On February 8, 2018, the court granted Goldstein's motion for nonsuit on the contempt charge related to his failure to appear at the July 17, 2017 debtor's examination. At Glaser Weil's request, the court continued the hearing on an order to show cause re contempt for Goldstein's failure to comply with the turnover order and with the document production order. On May 21, 2018, the hearing on the OSC was again continued to July 23, 2018. There is no further information in the record about the OSC.4

I. Motion For Disentitlement

Glaser Weil contends we should dismiss Goldstein's appeal under the disentitlement doctrine because Goldstein has willfullyignored orders of the trial court, has been held in contempt of court, has refused to comply with the turnover order which is the subject of this appeal, and is a "fugitive." We do not find disentitlement to be an appropriate sanction in this case and decline to dismiss the appeal.

A. Disentitlement Is Discretionary.

"An appellate court has the inherent power, under the 'disentitlement doctrine' to dismiss an appeal by a party that refuses to comply with a lower court order." (Stoltenberg v.

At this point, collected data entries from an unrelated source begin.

PR #216, opened 2020-10-11
cfgrammar: initial parsing/syntax for the %parse_param.

ratmice:
Here is the rebased branch from #214 which contains only the option parsing, and none of the implementation or tests which rely on the functitoning implementation.
As such it parses the `%parse_param` directive in the yacc grammar, but doesn't function to implement it.

The rebased versions of the implementation are [here](https://github.com/ratmice/grmtools/tree/parse_param), which builds off the commits in this PR, but still need work.


ltratt:
Thanks!

bors r+

PR #221, opened 2020-11-27
Caseless tokenization

timothy-martin:
Added a case insensitive option for LexerBuilder. Setting this to true will panic if LexerKind::Flex is not specified.


ltratt:
Sorry it's taken me a while to look at this! This is a good beginning, and I think we can quickly whip this into shape for inclusion. Part of the problem is that I forgot some of the details of lrlex and suggested things that aren't quite the best thing to do -- mea culpa!

On that basis, I think we can adjust things as follows:

1. I forgot that lrlex has grown its own not-quite-lex-not-quite-flex `LexKind` called `LRNonStreamingLexer`. We can thus add whatever `%option` things we want to that without worrying about backwards compatibility. In other words, we don't need to mess with `enum LexerKind`.

2. The `case_insensitive` stuff is good and can stay as-is.

3. The tests should either a) be a (new) `lrlex/cttests` directory (using `lrpar/cttests` as a precedent) or b) a new test in `lrpar/cttests`. The latter is almost certainly easier and acceptable. It does involve some mucking around in `lrpar/cttests/lib.rs` but it should be doable.

You can either do that as part of this PR or as part of a new PR. It *might* be easier to close this one and open a new PR, but that's up to you -- feel free to do whichever you're most comfortable with.

ltratt:
@timothy-martin ping.

ltratt:
Closing -- this PR can be reopened if there's additional progress.

PR #229, opened 2021-01-07
Make line_col faster.

ltratt:
`line_col` was previously a linear search that called another function that does a linear search. This PR changes the first linear search into a binary search (https://github.com/softdevteam/grmtools/commit/b62cab260a9b0f4a69a9b50d30eb57b9a43348b6) and removes the second linear search entirely (https://github.com/softdevteam/grmtools/commit/2d61edb7b4e882ef4007b431facacb031c0065b4).

This speeds up the easy bits of `line_col` significantly, moving us from `O(4n + x)` into `O(log_n + x)` where `n` is the number of lines in the file and `x` is whatever the cost to calculate the character offset from a line containing a string of bytes. Alas, this second thing is probably impossible to speed-up given that we're dealing with UTF-8. Still, this PR does at least address the most obviously egregious inefficiencies in `line_col` and it does so while decreasing the lines of code (allowing for the fact that I've added three lines of comments)!

### DIFF
--- a/lrlex/src/lib/lexer.rs
+++ b/lrlex/src/lib/lexer.rs
@@ -212,6 +212,8 @@ impl<StorageT: Copy + Eq + Hash + PrimInt + TryFrom<usize> + Unsigned>
 pub struct LRNonStreamingLexer<'lexer, 'input: 'lexer, StorageT> {
     s: &'input str,
     lexemes: Vec<Result<Lexeme<StorageT>, LexError>>,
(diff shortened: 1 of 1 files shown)


ltratt:
https://github.com/softdevteam/grmtools/pull/229/commits/96f2ebc15b5b927438bf513a3d633a6d1cbfcebd should fix the bors error and will need squashing.

bors try

ptersilie:
Please squash.

ltratt:
Squashed.

PR #1011, opened 2026-08-19
fix(nika): authoring seams from a real paid extract wave

ThibautMelen:
## Why

A real OpenAI `nika run` of a 40+ task extract → jq law → builtins workflow burned tokens on engine/authoring seams, not domain bugs.

## What

- `nika:hash` accepts structured `content:`; `nika:validate` parses a string schema from `nika:read`
- scalar `anyOf` flattens so coerce can repair
- `for_each` + `item.field` is resume-eligible (collection is the input identity; shaped stand-in). `--resume` cache-hits the whole fan when items + definition match
- `nika check` hints: `digit-string-enum`, `inspect-unwired`, `glob-readme`, `jq-as-map`, `assert-quarantine`

## Still open

Per-iteration resume (ADR-099): a mid-wave crash still replays every item.

## Proof

- `nika-runtime --lib` 304 green
- `nika-check --lib` 490 green
- clippy `-D warnings` on the touched crates
- hygiene vector 28 (private rustdoc) green after dropping the broken `NoWorkflow` link

Finding: `docs/findings/2026-08-19-authoring-seams.md`

### DIFF
--- a/crates/nika-builtin/src/data.rs
+++ b/crates/nika-builtin/src/data.rs
@@ -241,9 +241,7 @@ pub(crate) fn json_merge_patch(args: &Args) -> BuiltinOutcome {
 pub(crate) fn validate(args: &Args) -> BuiltinOutcome {
     const C1: &str = "NIKA-BUILTIN-VALIDATE-001";
     const C2: &str = "NIKA-BUILTIN-VALIDATE-002";
-    let schema = args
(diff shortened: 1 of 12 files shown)


ThibautMelen:
superseded by the DCO-signed squash on feat/authoring-seams-dco

PR #1053, opened 2026-08-20
feat(check): a utility with an exact builtin gets named, not handed a menu

ThibautMelen:
## Ten utility programs through `check`. Eight silent.

Measured against the shipped 0.111.0:

```
sleep · date · uuidgen · sha256sum · yq · grep · find · echo   →  no hint at all
curl → native-first/001          cat → native-first/002
```

Every one of the eight has an **exact** builtin. And the advice an author usually lands on makes it worse: rule 005, the helper umbrella, names five builtins while the catalog holds twenty-eight. **`nika:wait` was unreachable from every surface a checker offers.**

## What that cost, concretely

The studio's own radar beat carried `permits.exec: ["sleep"]` for as long as the beat existed. One grant, one reason: three seconds between two arXiv requests.

And the grant *distorted the workflow*. An `exec:` may never sit downstream of a net-effecting task (`NIKA-SEC-015`), so the pause had to run **beside** the first fetch instead of after it — which is not what etiquette means. The file carried a nine-line comment explaining the contortion.

Nothing ever told it there was a builtin.

## The rule

`native-first/006 exec-utility` answers with **one builtin and its argument shape**, not a family:

```
`sleep` has an exact native form — a pause is `nika:wait` (`duration: "3s"`, or an
absolute `until:`) — and it is not an exec, so the order law that forbids a shell
downstream of a net-effecting task stops applying and the pause may finally sit
where the intent wants it.
```

Twelve programs, six builtins: `wait` · `date` · `uuid` · `hash` · `convert` · `grep` · `glob`.

## It never competes

At the foot of the ladder by construction. Its programs appear in no other family, and an interpreter head is 005 before it can reach here. Asserted, not assumed:

| input | stays |
|---|---|
| `curl …` | 001 |
| `cat …` | 002 |
| `jq …` | 003 |
| `bash helper.sh` | 005 |
| `./scripts/date` | **silent** (a pathed head is the author's own tool) |
| `rsync -a a/ b/` | **silent** (no native form ⇒ no advice) |

## `echo` was in the table for one draft, and came out

Its answer is not a builtin — a literal value belongs in `const:` — and the table's own contract is *an exact builtin counterpart*.

Three fixtures in this repo broke immediately, every one using `echo` as the canonical harmless command, and **under `--native-strict` a hint is a refusal**. The row would have turned the universal placeholder into a failure. The contract was right and the row was wrong; the pin now asserts `echo` stays silent.

## Mutation proof

```
branch removed  →  FAILED · the exact silence the eight programs used to get
restored        →  13 passed
```

The assertions name the **builtin**, never the sentence — a pin that quotes its own prose passes on a reword into nonsense.

## Every surface moved together

The spec table (`pack/spec/03-dag.md`) carries its row, and both `001..005` doc surfaces became `001..006`. A rule the engine has and the pack does not is exactly the drift this repo spends its week closing.

## Proof

`cargo test --workspace --lib` → **5994 passed, 0 failed**. `cargo clippy -p nika-check -p nika-lints --all-targets -- -D warnings` → clean.

## Downstream, already landed

The studio traded its `sleep` for `nika:wait` the same day: the workflow now grants no program at all, the pause sits after the fetch it is pacing, and the exec-bearing count fell 18 → 17.

### DIFF
--- a/CHANGELOG.md
+++ b/CHANGELOG.md
@@ -29,6 +29,14 @@ Legacy `main` is frozen at v0.79.3. Diamond starts at v0.80.0.
 
 ### Added
 
+- **`nika check` names the exact builtin when a utility is 1:1.** `sleep`,
+  `date`, `uuidgen`, the digest family, `yq`, `grep`/`rg`/`ag` and `find`
+  used to be silent — or, for `date`/`sha256sum`, a family catalogue.
+  Rule `native-first/006` answers with one builtin and its argument shape
+  (`nika:wait` · `duration:`) so the author types the next line, not a
+  menu. It sits at the foot of the ladder and never steals a more specific
+  family. `echo` stays silent on purpose: it is the universal placeholder,
+  not a builtin.
 - **Tool-result spill in the `agent:` loop (opt-in seam).** Past 16 KiB a
   tool result's full text leaves the conversation for the blob store —
   the content hash IS the locator — and the model keeps a 2 KiB preview
--- a/crates/nika-check/src/hints.rs
+++ b/crates/nika-check/src/hints.rs
@@ -50,8 +50,8 @@
 //!   STATED here, never silent; the closure-free `for_each` same-path
 //!   flavor still judged.
 //! - **exec with a native path** (`native-first`) — emitted by the
-//!   `check/native_first.rs` pass (the `native-first/001..005` ruleset:
-//!   http/file/data/media/helper commands a builtin or MCP tool
+//!   `check/native_first.rs` pass (the `native-first/001..006` ruleset:
+//!   http/file/data/media/helper/utility commands a builtin or MCP tool
 //!   covers); `nika check --native-strict` promotes them to failures.
 //! - **exec the run will refuse** (`exec-floor`) — RETIRED by #605: the
 //!   argv-form command the runtime's exec floor refuses is the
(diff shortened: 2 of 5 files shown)


ThibautMelen:
Le rouge `rust (tests)` de cette PR n'est pas un test · le job échoue **avant** d'en lancer un seul :

```
##[error] crates/nika-pack/pack differs from nika-spec@SPEC_PIN
```

La ligne `native-first/006` a été ajoutée à `crates/nika-pack/pack/spec/03-dag.md`, qui est une **copie vendue octet pour octet** depuis `nika-spec` au `SPEC_PIN`. La règle elle-même comble un trou réel · j'ai mesuré ce matin que `date` et `sha256sum` ne déclenchent aucun hint alors que `nika:date` et `nika:hash` existent.

J'ai donc porté la ligne en amont, à l'octet près, là où vit la table normative · **supernovae-st/nika-spec#281**.

Ensuite la voie ordinaire fait le reste · `spec-pin-heal` avance le pin, `sync-pack.sh` re-vend. L'édition de la copie peut alors partir de cette branche.

⚠️ Note utile · un `cargo test --workspace --lib` local passe et **ne prouve rien** sur ce rouge, puisqu'il porte sur une étape antérieure aux tests. Je m'y suis laissé prendre une première fois.

PR #1063, opened 2026-08-20
docs+test: drop internal branch topology, and stop naming a real private path in a fixture

ThibautMelen:
Two surgical changes, both surfaced by monorepo gates that had been scanning nothing.

### README · one clause
`an orphan branch` goes. The timeline section is deliberate and machine-verified against the spec repo, and **every dated claim in it stays**. What leaves is a git-internal mechanic that tells a public reader nothing usable, and that presents the engine through the shape of its own history rather than through what it is. Flagged `rebuild-saga` by the README noise screen.

### Fixture · same property, no real document
`private-leaks.test.sh` proved that a path under a private venture pole turns the gate red, and it did so with a real document's path. That published the path in a public repo, which is exactly what the gate exists to prevent.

Ampton Investments, Inc. (2013) 215 Cal.App.4th 1225, 1229.) Disentitlement is not a jurisdictional doctrine, but a " ' "discretionary tool that may be applied when the balance of the equitable concerns makes it a proper sanction."'' " (Id. at p. 1230.) A formal judgment of contempt is not a prerequisite to disentitlement. We may dismiss an appeal " 'where there has been willful disobedience or obstructive tactics.' " (Ibid, italics omitted.)

"The disentitlement doctrine 'is particularly likely to be invoked where the appeal arises out of the very order (or orders) the party has disobeyed.' (Eisenberg et al., Cal. Practice Guide: Civil Appeals and Writs (The Rutter Group 2014) ¶ 2:340, p. 2-203.) Moreover, the merits of the appeal are irrelevant to the application of the doctrine. (See Stone v. Bach (1978) 80 Cal.App.3d 442, 448 [rejecting defendant's claim that dismissal was not warranted because the orders he violated were 'invalid'].)" (Ironridge Global IV, Ltd. v. ScripsAmerica, Inc. (2015) 238 Cal.App.4th 259, 265 (Ironridge); cf. Imperial Bank v. Pim Electric, Inc. (1995) 33 Cal.App.4th 540, 545 (Imperial Bank) [considering appeal from turnover order by debtor who did not comply with turnover order].)

At the same time, the right to an appeal " 'must not be lightly forfeited, and where a doubt exists as to a litigant's...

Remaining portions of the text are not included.